§ What is being asked: Scan the entries below for the word "files". Copy each line that has it.

[Records drawn from a dataset]
§
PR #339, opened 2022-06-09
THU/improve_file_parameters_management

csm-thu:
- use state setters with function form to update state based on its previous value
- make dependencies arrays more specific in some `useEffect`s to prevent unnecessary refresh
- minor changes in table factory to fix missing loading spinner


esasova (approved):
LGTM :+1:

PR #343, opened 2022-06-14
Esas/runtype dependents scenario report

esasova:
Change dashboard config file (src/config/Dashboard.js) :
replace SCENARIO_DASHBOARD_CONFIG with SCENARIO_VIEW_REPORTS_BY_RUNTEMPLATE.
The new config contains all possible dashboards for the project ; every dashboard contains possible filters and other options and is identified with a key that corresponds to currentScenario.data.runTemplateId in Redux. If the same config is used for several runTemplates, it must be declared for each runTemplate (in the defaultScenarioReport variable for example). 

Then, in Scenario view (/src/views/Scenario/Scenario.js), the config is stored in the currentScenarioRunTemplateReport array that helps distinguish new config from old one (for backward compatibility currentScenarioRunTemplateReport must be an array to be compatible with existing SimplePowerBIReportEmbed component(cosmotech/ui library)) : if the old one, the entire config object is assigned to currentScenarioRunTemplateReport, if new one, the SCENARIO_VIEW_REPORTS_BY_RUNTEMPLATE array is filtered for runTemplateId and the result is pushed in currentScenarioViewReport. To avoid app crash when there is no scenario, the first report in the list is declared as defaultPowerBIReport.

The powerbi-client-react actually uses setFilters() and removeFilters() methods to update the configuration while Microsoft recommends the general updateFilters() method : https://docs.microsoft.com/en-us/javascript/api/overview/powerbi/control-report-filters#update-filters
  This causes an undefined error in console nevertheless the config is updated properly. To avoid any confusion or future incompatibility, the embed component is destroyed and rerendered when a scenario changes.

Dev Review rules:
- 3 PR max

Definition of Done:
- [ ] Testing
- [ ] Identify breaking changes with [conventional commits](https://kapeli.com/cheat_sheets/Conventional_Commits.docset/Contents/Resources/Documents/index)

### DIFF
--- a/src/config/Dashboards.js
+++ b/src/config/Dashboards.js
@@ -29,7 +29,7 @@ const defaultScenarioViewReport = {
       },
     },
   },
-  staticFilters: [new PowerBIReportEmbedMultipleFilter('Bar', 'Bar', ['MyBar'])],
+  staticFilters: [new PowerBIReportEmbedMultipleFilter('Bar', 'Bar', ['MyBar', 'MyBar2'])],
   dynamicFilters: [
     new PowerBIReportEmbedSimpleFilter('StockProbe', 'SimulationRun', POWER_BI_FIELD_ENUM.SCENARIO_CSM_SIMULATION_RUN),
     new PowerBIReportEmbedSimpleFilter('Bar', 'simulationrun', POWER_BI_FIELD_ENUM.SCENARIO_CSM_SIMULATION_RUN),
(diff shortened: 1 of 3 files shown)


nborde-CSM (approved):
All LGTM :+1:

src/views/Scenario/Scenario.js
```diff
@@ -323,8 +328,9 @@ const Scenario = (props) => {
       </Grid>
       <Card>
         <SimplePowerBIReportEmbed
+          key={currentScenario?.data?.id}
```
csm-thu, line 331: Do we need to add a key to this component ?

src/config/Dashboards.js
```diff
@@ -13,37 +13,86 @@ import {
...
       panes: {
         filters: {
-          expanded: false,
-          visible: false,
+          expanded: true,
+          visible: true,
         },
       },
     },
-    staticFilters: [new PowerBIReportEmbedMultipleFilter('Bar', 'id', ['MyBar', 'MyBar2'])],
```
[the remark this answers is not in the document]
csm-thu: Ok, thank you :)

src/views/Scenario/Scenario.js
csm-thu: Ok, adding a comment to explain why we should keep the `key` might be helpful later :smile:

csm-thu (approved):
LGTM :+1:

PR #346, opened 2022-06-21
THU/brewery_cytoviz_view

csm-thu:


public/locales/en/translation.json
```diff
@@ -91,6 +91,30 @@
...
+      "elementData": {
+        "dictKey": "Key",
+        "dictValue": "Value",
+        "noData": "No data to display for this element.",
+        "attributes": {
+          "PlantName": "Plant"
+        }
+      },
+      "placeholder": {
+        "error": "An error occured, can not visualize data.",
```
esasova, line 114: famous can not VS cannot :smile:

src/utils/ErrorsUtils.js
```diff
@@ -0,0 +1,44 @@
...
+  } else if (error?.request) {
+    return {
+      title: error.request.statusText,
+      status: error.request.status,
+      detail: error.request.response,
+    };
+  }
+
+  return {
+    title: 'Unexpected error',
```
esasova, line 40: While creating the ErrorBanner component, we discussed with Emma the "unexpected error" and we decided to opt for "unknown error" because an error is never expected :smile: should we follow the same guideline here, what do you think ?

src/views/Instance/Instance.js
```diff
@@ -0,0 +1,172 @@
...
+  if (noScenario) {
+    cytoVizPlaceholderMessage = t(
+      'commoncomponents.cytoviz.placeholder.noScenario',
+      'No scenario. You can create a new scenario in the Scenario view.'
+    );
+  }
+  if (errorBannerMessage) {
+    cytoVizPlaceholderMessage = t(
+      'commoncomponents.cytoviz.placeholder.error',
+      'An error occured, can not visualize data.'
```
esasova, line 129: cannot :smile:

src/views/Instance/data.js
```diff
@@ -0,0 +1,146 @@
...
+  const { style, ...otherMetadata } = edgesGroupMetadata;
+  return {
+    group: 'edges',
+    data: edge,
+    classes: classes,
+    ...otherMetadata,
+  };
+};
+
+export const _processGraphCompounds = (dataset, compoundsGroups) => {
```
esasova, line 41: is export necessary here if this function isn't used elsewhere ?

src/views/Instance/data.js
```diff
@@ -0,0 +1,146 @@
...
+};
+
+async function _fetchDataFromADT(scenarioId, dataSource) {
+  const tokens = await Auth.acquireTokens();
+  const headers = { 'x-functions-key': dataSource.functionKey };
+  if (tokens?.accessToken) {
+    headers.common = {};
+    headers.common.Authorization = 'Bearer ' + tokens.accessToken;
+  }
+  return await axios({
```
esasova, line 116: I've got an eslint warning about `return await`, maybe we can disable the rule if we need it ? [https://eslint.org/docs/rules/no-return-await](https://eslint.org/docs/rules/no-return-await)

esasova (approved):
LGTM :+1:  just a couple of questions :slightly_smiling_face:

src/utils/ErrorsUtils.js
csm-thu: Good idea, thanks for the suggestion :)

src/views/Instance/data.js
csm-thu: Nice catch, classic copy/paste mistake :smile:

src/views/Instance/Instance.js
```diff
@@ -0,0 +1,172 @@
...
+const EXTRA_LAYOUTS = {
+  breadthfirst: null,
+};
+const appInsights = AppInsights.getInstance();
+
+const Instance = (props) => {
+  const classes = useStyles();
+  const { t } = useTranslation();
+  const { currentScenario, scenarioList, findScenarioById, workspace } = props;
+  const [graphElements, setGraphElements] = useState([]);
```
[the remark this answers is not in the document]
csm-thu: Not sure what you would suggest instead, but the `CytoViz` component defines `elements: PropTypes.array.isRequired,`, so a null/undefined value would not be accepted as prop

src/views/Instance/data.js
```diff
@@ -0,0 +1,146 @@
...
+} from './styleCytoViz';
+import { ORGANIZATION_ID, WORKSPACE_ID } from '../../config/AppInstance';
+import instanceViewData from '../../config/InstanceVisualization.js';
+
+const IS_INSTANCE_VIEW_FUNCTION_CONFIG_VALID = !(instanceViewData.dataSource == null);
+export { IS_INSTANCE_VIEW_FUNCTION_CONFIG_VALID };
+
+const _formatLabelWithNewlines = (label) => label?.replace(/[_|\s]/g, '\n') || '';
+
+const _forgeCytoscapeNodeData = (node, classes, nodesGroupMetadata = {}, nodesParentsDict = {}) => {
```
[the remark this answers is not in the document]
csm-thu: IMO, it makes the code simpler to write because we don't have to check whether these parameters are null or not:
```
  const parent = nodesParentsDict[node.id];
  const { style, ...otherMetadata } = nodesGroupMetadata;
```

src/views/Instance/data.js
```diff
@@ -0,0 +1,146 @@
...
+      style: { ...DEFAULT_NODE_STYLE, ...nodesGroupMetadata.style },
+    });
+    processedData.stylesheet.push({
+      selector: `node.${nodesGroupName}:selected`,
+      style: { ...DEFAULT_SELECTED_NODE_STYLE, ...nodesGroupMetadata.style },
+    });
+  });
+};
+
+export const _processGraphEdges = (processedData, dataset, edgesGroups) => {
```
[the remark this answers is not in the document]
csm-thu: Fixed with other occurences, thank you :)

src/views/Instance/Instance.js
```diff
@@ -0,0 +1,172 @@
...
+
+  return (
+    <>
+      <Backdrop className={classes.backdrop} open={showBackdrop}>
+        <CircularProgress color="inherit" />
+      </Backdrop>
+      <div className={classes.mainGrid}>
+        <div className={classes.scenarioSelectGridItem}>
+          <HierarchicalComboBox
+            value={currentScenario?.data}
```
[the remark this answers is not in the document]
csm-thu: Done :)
§
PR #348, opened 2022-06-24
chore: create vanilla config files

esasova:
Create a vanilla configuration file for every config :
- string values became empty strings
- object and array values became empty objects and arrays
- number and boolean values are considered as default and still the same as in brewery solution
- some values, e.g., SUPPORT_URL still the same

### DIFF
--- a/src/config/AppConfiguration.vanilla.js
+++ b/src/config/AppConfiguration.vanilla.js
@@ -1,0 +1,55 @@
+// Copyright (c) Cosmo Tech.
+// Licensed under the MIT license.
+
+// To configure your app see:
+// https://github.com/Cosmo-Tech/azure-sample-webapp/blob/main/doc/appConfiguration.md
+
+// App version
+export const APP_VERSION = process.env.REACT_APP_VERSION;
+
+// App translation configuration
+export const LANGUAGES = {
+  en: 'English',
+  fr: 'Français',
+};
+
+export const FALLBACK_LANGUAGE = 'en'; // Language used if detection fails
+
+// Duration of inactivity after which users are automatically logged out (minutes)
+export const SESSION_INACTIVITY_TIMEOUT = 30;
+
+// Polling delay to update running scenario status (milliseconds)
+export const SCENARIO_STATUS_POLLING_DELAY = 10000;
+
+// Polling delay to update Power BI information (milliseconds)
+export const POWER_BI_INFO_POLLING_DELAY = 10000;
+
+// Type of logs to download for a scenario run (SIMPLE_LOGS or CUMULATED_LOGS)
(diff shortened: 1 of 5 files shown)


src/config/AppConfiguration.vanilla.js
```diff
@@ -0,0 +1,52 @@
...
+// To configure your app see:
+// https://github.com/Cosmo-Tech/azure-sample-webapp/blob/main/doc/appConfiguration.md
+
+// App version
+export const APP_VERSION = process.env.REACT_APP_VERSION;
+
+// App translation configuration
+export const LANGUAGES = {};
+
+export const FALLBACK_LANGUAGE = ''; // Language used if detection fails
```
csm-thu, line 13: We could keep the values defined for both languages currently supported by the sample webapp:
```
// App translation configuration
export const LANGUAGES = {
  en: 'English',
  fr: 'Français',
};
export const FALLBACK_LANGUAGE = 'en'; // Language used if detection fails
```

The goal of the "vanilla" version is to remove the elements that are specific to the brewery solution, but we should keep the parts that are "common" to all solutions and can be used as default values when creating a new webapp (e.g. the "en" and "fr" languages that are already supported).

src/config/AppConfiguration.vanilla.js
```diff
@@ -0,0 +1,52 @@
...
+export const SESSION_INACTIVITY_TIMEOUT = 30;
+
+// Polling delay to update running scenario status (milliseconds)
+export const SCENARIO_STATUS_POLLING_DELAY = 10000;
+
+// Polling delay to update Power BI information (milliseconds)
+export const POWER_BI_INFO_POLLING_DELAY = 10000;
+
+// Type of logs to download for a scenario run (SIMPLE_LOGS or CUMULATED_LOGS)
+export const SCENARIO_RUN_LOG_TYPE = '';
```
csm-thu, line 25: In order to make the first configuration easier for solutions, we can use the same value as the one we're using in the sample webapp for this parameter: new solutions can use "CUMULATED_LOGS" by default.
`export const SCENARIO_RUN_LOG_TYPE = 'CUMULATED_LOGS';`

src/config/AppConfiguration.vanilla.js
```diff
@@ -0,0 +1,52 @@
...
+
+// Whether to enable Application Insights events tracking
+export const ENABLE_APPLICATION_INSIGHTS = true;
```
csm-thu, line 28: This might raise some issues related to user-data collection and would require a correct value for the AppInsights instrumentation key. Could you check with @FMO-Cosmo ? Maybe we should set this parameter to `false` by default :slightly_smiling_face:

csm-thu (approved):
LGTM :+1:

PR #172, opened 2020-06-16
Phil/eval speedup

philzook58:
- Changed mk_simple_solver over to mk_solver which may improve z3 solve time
§
§ Exercise answer:
(diff shortened: 1 of 3 files shown)
chore: create vanilla config files
(diff shortened: 1 of 5 files shown)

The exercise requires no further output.